Stored items
☆ ☆ ☆

PR #3869, opened 2022-07-12
PP-8694 Add updated_date to charges table

kbottla:
## WHAT YOU DID
- Add updated_date to charges table which is updated whenever there is an update to charge state.
  This will be used by the expiry sweeper to ignore any charges updated (potentially being authorised) within the last few minutes.

Co-authored-by: @stephencdaly


stephencdaly (approved):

☆ ☆ ☆

Would you please filter the lines above and copy every one that includes "stephencdaly"?

**Your response:**
Co-authored-by: @stephencdaly
stephencdaly (approved):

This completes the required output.